***** EXERCISE MATERIAL
PR #195, opened 2021-06-11
Input v2

yaron1m:


yaron1m:
image

image

packages/donor/src/components/basic/Input/Input.tsx
```diff
@@ -9,70 +8,48 @@ export enum InputVariant {
...
-  mainIcon,
-  actionIcon,
-  isDisabled,
   errorMessage,
   variant = InputVariant.standard,
-  isFullWidth = false,
-  onKeyPress = (ev) => undefined,
+  onSubmit,
 }: InputProps) {
-  let adornments = {
```
evbambly, line 46: Why are we removing the adronments?

evbambly (approved):

packages/donor/src/components/basic/Input/Input.tsx
yaron1m: No one uses it in V1. If we ever need it we can add it. Don't want to have הכנה למזגן in basic components

PR #200, opened 2021-06-12
Storybook/table

evbambly:
Storybook for Coordinator Table


packages/coordinator/src/components/Table/Table.stories.tsx
```diff
@@ -0,0 +1,263 @@
...
+      bloodType: BloodType.A_MINUS,
+      lastName: "333",
+      phone: "21112234",
+    },
+  },
+  {
+    rowData: {
+      bloodType: BloodType.A_PLUS,
+      phone: "0525938307",
+      email: "harelglik@gmail.com",
```
yaron1m, line 128: Please obfuscate all the data here.
i.e. change names, emails and phone numbers to not have any real info (like this one above)

yaron1m (approved):

packages/coordinator/src/components/Table/Table.stories.tsx
yaron1m: Do this for all the hard coded data

PR #204, opened 2021-06-17
Wizard screen

talwag:


packages/donor/src/components/Wizard/WizardScreen.module.scss
```diff
@@ -0,0 +1,26 @@
+:root {
```
yaron1m, line 1: What does `:root` do? Does this affect the entire app?

packages/donor/src/components/basic/Stepper/Stepper.tsx
```diff
@@ -1,52 +1,22 @@
...
-        <Button
-          size="small"
-          onClick={props.handleBack}
-          disabled={props.step === 0}
-        >
-          <KeyboardArrowRight />
-        </Button>
-      }
+      nextButton={null}
+      backButton={null}
```
yaron1m, line 19: Why null?

Don't we want to allow users to go back / forward using the arrows?

packages/donor/src/components/Wizard/WizardScreen.tsx
```diff
@@ -1,40 +1,103 @@
...
-        step={props.currentStep}
-        numberOfSteps={props.totalNumberOfSteps}
-        handleNext={props.onNext}
-        handleBack={props.onPrev}
-      />
-      <Button
-        onClick={props.onClick}
-        title={props.buttonText}
-        variant={props.buttonVariant}
+      <img src={props.pages[currentStep].imageUrl} alt="" />
```
yaron1m, line 55: You may want to limit the image size here

packages/donor/src/components/Wizard/WizardScreen.tsx
```diff
@@ -1,40 +1,103 @@
...
+import MobileStepper from "@material-ui/core/MobileStepper";
+import { BrowserRouter, Link } from "react-router-dom";
+import { PropTypes } from "@material-ui/core";
+import { ButtonVariant } from "../basic/Button";
 
-export interface WizardScreenProps {
-  imageUrl: string;
-  title: string;
-  content: string;
+const useStyles = makeStyles({
```
yaron1m, line 11: I don't think we should use makeStyles here, as we don't use it anywhere in the app.

Please see how we use styles in other components (by importing the css file to a variable) and do the same

packages/donor/src/components/Wizard/WizardScreen.tsx
```diff
@@ -1,40 +1,103 @@
...
+  root: {
+    flexDirection: "column",
+    fontFamily: "Rubik",
```
yaron1m, line 14: The font should be set in the app, and not here. 
If we ever want to change the app font, we should only change it in one place

packages/donor/src/components/Wizard/WizardScreen.tsx
```diff
@@ -1,40 +1,103 @@
...
+    margin: "8px",
+  },
 
-  // Action button
+  dots: {
+    margin: "30px 0",
+  },
+
+  dotActive: {
+    backgroundColor: "#A2D45E",
```
yaron1m, line 27: What is this color? Should we use the green we have in other places?

packages/donor/src/components/Wizard/WizardScreen.tsx
```diff
@@ -1,40 +1,103 @@
...
+  },
+});
+
+interface page {
+  imageUrl: string;
+  title: string;
+  content: { text: string; bold: boolean }[];
```
yaron1m, line 34: Maybe bold should be optional (and thus false by default)

packages/donor/src/components/Wizard/WizardScreen.tsx
```diff
@@ -1,40 +1,103 @@
...
   buttonText: string;
   buttonVariant: ButtonVariant;
-
-  onNext?: () => void;
-  onPrev?: () => void;
-  onClick: () => void;
+  buttonColor: PropTypes.Color;
+}
+export interface WizardScreenProps {
+  pages: Array<page>;
```
yaron1m, line 40: maybe `pages: page[]`?

packages/donor/src/components/Wizard/WizardScreen.tsx
```diff
@@ -1,40 +1,103 @@
...
+  dots: {
+    margin: "30px 0",
+  },
+
+  dotActive: {
+    backgroundColor: "#A2D45E",
+  },
+});
+
+interface page {
```
yaron1m, line 31: Please rename to WizardPage

packages/donor/src/components/Wizard/WizardScreen.tsx
```diff
@@ -1,40 +1,103 @@
...
   buttonVariant: ButtonVariant;
-
-  onNext?: () => void;
-  onPrev?: () => void;
-  onClick: () => void;
+  buttonColor: PropTypes.Color;
+}
+export interface WizardScreenProps {
+  pages: Array<page>;
+  currentStep: number;
```
yaron1m, line 41: Why is this an external prop?

Should we handle the count inside the component?

packages/donor/src/components/Wizard/WizardScreen.tsx
```diff
@@ -1,40 +1,103 @@
...
+  linkRow?: { text: string; linkText: string; link: string };
```
yaron1m, line 42: I am not sure what `linkRow` is. Can you explain?

packages/donor/src/components/Wizard/WizardScreen.tsx
```diff
@@ -1,40 +1,103 @@
...
+  callBack: () => void;
```
yaron1m, line 43: Maybe rename to `onFinish`?

packages/donor/src/components/Wizard/WizardScreen.module.scss
talwag: changed it to  .container

packages/donor/src/components/basic/Stepper/Stepper.tsx
talwag: for next button i made a different one using our button component
the design doesn't have back button

packages/donor/src/components/Wizard/WizardScreen.tsx
talwag: done

packages/donor/src/components/Wizard/WizardScreen.tsx
talwag: i couldn't make it work through the css file
i guess it had something to do with that those are inner mui mobilestepper elements

packages/donor/src/components/Wizard/WizardScreen.tsx
talwag: removed it

packages/donor/src/components/Wizard/WizardScreen.tsx
talwag: done

packages/donor/src/components/Wizard/WizardScreen.tsx
talwag: done

packages/donor/src/components/Wizard/WizardScreen.tsx
talwag: yeah i think so too, that was there before i thought maybe there a reason for it.

packages/donor/src/components/Wizard/WizardScreen.tsx
talwag: i used it to create the row with link to connect, but i changed it now to be part of the content array, i think it would be better this way.

packages/donor/src/components/Wizard/WizardScreen.tsx
talwag: done

packages/donor/src/components/Wizard/WizardScreen.tsx
```diff
@@ -28,55 +27,56 @@ const useStyles = makeStyles({
   },
 });
 
-interface page {
+interface wizardPage {
```
yaron1m, line 30: Types are CamelCased - `WizardPage`

yaron1m (approved):

packages/donor/src/components/Wizard/WizardScreen.tsx
talwag: thats the color in the design..

packages/donor/src/components/Wizard/WizardScreen.tsx
talwag: done

packages/donor/src/components/Wizard/WizardScreen.tsx
talwag: done

PR #205, opened 2021-06-22
Minor wizard changes

yaron1m:
image

### DIFF
--- a/packages/donor/src/components/Wizard/WizardScreen.module.scss
+++ b/packages/donor/src/components/Wizard/WizardScreen.module.scss
@@ -1,11 +1,10 @@
 .container {
-  height: 100vh;
+  height: 100%;
   display: flex;
   flex-direction: column;
   justify-content: center;
   align-items: center;
   text-align: center;
-  padding: 20px;
 }
 
 .image {
--- a/packages/donor/src/components/Wizard/WizardScreen.module.scss
+++ b/packages/donor/src/components/Wizard/WizardScreen.module.scss
@@ -1,22 +1,27 @@
 .container {
+  height: 100vh;
+  display: flex;
+  flex-direction: column;
+  justify-content: center;
+  align-items: center;
   text-align: center;
-  color: #515151;
+  padding: 20px;
 }
 
 .image {
-  max-height: 200px;
+  max-height: 30vh;
 }
 
 .title {
-  color: #4caf50;
+  color: var(--donor-primary);
   font-size: 32px;
   font-weight: bold;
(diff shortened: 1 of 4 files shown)


packages/donor/src/components/Wizard/WizardScreen.tsx
```diff
@@ -1,104 +1,88 @@
...
-                    {key.linkText}
-                  </Link>
-                </BrowserRouter>
-              ) : null}
-            </Text>
+
+              {key.button && (
+                <Button
+                  title={key.button.text}
+                  onClick={key.button.onClick!}
```
talwag, line 55: did you add ! on purpose?

packages/donor/src/components/Wizard/WizardScreen.tsx
```diff
@@ -1,104 +1,88 @@
...
+                  variant={ButtonVariant.text}
```
talwag, line 56: this button font is smaller then the rest of the content, it should be the same size

packages/donor/src/components/Wizard/WizardScreen.tsx
```diff
@@ -1,104 +1,88 @@
...
+    <ZMScreen className={styles.container}>
       <img
         className={styles.image}
         src={props.pages[currentStep].imageUrl}
         alt=""
       />
-      <Text className={styles.title}>{props.pages[currentStep].title}</Text>
+      <div className={styles.title}>{props.pages[currentStep].title}</div>
       <div className={styles.content}>
         {props.pages[currentStep].content.map((key, index) => (
```
talwag, line 41: i have missed that before, there is a console error since not all elements inside the loop has a special key, did it only to one of the elements

packages/donor/src/components/Wizard/WizardScreen.module.scss
```diff
@@ -1,30 +1,58 @@
 .container {
+  height: 100%;
```
talwag, line 2: for some reason now on devtools in the smaller devices the next button is out of the screen and i can't scroll down to it

packages/donor/src/components/Wizard/WizardScreen.tsx
yaron1m: Right, removed

packages/donor/src/components/Wizard/WizardScreen.module.scss
yaron1m: I will fix it in a different commit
**********
● **WORK TO COMPLETE**
The lines to write out run from the one with "talwag, line 2: for" through the end of the records. Give them exactly, and only them.

● **WRITTEN SOLUTION**
talwag, line 2: for some reason now on devtools in the smaller devices the next button is out of the screen and i can't scroll down to it

packages/donor/src/components/Wizard/WizardScreen.tsx
yaron1m: Right, removed

packages/donor/src/components/Wizard/WizardScreen.module.scss
yaron1m: I will fix it in a different commit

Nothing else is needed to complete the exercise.